**Exercise aim**. Two lines in the data below mark the range: the one with "tidy3d/components/tcad/doping.py" and the one with "momchil-flex, line 29: So". Return both, along with every line between them, exactly.

====================

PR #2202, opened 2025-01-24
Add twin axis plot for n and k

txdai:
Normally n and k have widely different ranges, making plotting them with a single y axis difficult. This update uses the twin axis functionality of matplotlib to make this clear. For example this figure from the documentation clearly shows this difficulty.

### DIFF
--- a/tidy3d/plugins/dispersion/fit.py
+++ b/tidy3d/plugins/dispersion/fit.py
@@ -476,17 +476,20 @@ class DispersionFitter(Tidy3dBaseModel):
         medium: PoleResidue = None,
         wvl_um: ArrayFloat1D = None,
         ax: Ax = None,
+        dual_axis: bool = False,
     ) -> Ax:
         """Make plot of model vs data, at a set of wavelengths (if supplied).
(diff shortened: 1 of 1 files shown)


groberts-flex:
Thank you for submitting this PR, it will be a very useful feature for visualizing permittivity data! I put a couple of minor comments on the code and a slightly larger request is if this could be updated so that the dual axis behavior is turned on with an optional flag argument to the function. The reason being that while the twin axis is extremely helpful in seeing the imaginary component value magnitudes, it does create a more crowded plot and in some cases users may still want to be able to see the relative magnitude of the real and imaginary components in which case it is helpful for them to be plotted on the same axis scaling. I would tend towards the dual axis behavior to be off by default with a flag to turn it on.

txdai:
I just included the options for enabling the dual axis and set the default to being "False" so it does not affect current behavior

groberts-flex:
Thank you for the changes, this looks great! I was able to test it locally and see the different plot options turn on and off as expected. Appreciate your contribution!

====================

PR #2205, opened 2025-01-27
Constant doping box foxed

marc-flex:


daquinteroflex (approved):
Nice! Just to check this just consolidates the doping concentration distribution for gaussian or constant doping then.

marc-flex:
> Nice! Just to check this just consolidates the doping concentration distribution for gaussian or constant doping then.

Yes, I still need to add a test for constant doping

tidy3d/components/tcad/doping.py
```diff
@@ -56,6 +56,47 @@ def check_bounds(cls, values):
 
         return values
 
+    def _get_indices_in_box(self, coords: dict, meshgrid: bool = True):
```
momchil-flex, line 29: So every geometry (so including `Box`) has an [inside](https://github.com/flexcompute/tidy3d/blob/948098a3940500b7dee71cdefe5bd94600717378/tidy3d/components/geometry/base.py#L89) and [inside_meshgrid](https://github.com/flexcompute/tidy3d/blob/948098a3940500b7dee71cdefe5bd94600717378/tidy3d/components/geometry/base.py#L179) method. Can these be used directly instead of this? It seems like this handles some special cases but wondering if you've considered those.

====================

**Solved problem**.
tidy3d/components/tcad/doping.py
```diff
@@ -56,6 +56,47 @@ def check_bounds(cls, values):
 
         return values
 
+    def _get_indices_in_box(self, coords: dict, meshgrid: bool = True):
```
momchil-flex, line 29: So every geometry (so including `Box`) has an [inside](https://github.com/flexcompute/tidy3d/blob/948098a3940500b7dee71cdefe5bd94600717378/tidy3d/components/geometry/base.py#L89) and [inside_meshgrid](https://github.com/flexcompute/tidy3d/blob/948098a3940500b7dee71cdefe5bd94600717378/tidy3d/components/geometry/base.py#L179) method. Can these be used directly instead of this? It seems like this handles some special cases but wondering if you've considered those.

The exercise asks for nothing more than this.